◆ Your instructions: Search the listing below for "hadley". Copy each matching line.

◆ Task inputs:
((

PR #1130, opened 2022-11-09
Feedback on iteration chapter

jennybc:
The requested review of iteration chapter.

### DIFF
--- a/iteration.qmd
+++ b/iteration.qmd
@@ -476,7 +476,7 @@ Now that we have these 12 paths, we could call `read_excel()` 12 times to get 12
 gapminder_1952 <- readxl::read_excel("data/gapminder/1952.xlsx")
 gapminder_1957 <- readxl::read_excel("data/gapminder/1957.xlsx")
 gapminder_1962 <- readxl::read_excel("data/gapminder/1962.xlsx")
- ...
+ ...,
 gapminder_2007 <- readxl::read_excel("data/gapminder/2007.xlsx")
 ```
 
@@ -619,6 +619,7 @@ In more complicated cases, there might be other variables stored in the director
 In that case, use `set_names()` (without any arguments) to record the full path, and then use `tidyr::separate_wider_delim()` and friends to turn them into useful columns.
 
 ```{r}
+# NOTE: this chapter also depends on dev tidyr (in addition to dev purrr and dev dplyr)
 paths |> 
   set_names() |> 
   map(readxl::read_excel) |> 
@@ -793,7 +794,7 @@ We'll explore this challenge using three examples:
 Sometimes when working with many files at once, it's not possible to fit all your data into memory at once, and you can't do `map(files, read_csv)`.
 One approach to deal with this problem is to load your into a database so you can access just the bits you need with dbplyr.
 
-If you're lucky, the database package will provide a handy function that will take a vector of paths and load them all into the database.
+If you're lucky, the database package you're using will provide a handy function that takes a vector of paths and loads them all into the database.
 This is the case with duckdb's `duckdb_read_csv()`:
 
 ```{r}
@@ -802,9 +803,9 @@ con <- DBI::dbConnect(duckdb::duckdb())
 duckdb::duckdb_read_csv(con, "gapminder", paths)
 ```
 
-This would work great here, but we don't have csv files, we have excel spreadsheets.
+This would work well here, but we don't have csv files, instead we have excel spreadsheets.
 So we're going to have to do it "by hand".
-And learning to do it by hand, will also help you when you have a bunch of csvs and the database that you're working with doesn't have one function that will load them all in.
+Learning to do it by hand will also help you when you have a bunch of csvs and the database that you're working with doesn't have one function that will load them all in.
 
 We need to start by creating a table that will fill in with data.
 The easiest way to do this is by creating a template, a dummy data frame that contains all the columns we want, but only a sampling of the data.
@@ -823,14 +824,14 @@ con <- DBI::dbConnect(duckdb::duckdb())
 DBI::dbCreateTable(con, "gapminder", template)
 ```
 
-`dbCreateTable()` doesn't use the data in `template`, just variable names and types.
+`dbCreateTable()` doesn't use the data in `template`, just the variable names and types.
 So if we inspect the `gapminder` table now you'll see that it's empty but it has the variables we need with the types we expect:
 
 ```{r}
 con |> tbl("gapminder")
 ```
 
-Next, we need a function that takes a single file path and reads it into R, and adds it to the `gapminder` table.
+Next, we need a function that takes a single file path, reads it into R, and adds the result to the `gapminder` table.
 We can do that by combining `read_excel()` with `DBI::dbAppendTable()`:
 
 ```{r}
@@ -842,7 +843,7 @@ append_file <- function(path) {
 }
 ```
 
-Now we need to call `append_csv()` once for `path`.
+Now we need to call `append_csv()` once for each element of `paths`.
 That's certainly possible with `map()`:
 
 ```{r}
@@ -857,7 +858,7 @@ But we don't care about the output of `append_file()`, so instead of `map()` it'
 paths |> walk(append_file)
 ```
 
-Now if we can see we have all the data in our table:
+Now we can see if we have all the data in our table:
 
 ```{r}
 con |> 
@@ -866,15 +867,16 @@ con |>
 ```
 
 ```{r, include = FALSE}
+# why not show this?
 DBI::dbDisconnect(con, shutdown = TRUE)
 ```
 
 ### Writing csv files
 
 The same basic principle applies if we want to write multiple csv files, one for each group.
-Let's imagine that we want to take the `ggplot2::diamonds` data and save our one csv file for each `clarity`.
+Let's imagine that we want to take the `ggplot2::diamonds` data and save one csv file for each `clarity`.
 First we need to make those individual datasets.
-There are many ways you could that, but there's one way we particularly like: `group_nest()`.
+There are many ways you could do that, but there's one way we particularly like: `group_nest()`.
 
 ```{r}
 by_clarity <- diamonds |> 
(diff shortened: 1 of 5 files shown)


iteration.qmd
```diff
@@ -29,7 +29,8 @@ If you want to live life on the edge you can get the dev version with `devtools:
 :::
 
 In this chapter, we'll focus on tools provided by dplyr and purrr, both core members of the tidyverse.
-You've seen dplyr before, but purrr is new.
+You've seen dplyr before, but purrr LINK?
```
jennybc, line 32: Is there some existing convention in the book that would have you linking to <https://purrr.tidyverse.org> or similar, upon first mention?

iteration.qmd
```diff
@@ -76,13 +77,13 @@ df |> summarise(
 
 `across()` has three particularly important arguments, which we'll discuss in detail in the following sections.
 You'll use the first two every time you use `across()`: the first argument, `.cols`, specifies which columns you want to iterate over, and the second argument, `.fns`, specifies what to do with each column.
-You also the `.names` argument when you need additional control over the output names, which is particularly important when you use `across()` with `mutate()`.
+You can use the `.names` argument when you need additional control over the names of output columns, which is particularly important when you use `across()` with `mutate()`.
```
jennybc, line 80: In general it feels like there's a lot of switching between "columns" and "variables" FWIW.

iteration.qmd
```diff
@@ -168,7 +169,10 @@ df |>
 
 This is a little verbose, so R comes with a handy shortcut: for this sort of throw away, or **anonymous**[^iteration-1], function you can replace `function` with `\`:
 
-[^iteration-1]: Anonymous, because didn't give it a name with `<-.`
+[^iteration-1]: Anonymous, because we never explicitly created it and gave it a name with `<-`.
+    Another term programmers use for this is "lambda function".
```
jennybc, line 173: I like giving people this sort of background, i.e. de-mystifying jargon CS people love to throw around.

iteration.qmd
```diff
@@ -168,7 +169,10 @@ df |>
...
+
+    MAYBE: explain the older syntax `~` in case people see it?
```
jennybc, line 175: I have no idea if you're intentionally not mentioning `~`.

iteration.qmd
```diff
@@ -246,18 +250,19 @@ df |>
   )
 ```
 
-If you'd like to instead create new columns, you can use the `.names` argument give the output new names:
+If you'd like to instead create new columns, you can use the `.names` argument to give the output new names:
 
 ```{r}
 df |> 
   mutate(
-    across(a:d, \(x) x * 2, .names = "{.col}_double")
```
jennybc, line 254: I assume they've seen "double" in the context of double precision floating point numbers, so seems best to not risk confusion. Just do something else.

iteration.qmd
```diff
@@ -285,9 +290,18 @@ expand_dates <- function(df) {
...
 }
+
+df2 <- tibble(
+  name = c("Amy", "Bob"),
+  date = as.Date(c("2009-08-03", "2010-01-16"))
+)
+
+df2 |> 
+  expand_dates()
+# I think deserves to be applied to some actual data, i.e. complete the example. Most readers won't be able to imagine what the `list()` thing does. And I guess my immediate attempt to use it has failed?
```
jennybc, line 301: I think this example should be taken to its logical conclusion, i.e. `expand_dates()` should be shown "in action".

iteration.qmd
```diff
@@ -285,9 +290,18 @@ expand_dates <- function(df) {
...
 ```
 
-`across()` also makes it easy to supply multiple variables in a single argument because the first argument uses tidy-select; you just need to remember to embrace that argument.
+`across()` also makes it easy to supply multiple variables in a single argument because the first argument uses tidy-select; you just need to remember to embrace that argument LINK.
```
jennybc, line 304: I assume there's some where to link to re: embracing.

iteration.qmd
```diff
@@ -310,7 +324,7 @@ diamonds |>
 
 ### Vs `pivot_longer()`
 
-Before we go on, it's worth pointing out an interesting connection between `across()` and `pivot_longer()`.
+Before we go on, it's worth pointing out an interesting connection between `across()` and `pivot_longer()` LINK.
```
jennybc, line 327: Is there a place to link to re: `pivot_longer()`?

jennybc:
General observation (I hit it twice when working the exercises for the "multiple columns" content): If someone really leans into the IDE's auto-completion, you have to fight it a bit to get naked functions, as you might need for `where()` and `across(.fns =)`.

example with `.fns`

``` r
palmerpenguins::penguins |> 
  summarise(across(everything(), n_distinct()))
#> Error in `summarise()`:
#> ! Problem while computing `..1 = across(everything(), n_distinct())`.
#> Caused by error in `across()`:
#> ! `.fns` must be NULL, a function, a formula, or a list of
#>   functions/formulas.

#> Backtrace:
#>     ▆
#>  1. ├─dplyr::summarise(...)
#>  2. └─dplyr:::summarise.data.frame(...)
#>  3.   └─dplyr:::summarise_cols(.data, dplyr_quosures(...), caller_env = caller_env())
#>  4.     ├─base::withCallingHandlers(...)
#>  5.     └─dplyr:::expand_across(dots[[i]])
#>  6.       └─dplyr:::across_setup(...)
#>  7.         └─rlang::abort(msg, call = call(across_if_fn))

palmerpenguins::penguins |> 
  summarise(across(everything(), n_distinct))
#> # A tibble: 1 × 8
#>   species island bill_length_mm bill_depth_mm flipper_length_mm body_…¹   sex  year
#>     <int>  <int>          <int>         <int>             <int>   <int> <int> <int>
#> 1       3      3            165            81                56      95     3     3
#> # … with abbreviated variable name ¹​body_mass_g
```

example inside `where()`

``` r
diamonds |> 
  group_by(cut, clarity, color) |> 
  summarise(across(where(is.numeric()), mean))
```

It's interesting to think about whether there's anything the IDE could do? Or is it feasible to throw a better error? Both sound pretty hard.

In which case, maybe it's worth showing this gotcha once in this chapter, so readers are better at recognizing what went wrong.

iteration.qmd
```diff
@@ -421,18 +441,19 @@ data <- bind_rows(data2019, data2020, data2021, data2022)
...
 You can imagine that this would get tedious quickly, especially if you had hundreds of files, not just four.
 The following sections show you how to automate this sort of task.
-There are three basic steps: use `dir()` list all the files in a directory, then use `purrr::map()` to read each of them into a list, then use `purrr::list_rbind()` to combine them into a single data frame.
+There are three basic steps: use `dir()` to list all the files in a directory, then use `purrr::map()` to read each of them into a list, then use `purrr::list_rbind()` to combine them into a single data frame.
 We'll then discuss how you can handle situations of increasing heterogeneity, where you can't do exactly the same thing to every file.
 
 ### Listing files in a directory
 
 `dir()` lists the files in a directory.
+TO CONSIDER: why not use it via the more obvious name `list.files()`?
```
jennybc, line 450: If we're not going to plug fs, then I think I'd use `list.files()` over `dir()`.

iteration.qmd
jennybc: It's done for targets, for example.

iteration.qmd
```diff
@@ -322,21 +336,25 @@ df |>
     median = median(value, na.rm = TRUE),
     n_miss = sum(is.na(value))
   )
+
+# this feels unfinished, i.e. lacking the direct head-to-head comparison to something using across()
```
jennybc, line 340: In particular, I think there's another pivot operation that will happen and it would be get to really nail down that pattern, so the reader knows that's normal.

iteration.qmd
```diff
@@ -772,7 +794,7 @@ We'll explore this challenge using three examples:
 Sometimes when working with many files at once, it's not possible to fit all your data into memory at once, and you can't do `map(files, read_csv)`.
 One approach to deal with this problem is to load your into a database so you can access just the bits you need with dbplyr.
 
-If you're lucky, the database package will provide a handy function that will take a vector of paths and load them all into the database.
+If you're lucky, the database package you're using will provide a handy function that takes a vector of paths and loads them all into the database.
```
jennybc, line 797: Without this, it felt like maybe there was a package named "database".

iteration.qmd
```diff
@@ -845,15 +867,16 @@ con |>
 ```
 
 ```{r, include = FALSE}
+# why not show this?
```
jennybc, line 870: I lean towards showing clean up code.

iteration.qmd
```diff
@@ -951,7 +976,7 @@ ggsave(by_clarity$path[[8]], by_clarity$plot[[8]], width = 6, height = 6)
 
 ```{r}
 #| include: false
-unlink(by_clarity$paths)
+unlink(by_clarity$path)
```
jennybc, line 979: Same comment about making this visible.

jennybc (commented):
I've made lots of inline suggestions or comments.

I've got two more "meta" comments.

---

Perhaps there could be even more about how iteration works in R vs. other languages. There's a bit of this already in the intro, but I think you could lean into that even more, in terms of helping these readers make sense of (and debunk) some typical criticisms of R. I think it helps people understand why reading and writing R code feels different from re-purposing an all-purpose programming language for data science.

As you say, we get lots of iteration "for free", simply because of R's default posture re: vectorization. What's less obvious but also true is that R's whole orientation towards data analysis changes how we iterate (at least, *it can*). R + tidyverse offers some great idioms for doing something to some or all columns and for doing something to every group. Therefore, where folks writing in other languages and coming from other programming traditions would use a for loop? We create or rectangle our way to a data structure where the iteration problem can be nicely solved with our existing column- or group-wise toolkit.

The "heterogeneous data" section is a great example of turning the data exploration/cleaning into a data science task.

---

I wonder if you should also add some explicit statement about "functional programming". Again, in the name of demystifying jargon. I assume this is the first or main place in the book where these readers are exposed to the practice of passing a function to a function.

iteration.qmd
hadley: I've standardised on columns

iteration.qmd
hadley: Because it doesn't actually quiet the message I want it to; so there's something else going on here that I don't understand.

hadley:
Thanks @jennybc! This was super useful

))

◆ Answer:
hadley: I've standardised on columns
hadley: Because it doesn't actually quiet the message I want it to; so there's something else going on here that I don't understand.
hadley:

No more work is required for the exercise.